:: Exercise description ::
Copy the data below. Keep every line exactly as it is.

:: Material for this task ::
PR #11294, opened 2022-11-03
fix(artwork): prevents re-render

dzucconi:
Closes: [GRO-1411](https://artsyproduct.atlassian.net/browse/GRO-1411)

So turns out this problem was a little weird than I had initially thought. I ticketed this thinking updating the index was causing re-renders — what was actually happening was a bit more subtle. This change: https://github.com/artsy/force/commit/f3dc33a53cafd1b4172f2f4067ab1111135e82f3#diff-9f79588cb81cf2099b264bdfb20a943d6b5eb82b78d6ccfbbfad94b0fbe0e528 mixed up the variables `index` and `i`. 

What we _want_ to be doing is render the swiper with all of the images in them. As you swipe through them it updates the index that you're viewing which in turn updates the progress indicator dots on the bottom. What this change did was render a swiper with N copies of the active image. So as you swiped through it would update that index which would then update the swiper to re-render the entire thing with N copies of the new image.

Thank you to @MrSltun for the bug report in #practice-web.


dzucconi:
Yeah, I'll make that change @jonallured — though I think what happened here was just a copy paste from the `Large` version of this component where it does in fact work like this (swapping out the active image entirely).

:: Reply ::
PR #11294, opened 2022-11-03
fix(artwork): prevents re-render

dzucconi:
Closes: [GRO-1411](https://artsyproduct.atlassian.net/browse/GRO-1411)

So turns out this problem was a little weird than I had initially thought. I ticketed this thinking updating the index was causing re-renders — what was actually happening was a bit more subtle. This change: https://github.com/artsy/force/commit/f3dc33a53cafd1b4172f2f4067ab1111135e82f3#diff-9f79588cb81cf2099b264bdfb20a943d6b5eb82b78d6ccfbbfad94b0fbe0e528 mixed up the variables `index` and `i`. 

What we _want_ to be doing is render the swiper with all of the images in them. As you swipe through them it updates the index that you're viewing which in turn updates the progress indicator dots on the bottom. What this change did was render a swiper with N copies of the active image. So as you swiped through it would update that index which would then update the swiper to re-render the entire thing with N copies of the new image.

Thank you to @MrSltun for the bug report in #practice-web.


dzucconi:
Yeah, I'll make that change @jonallured — though I think what happened here was just a copy paste from the `Large` version of this component where it does in fact work like this (swapping out the active image entirely).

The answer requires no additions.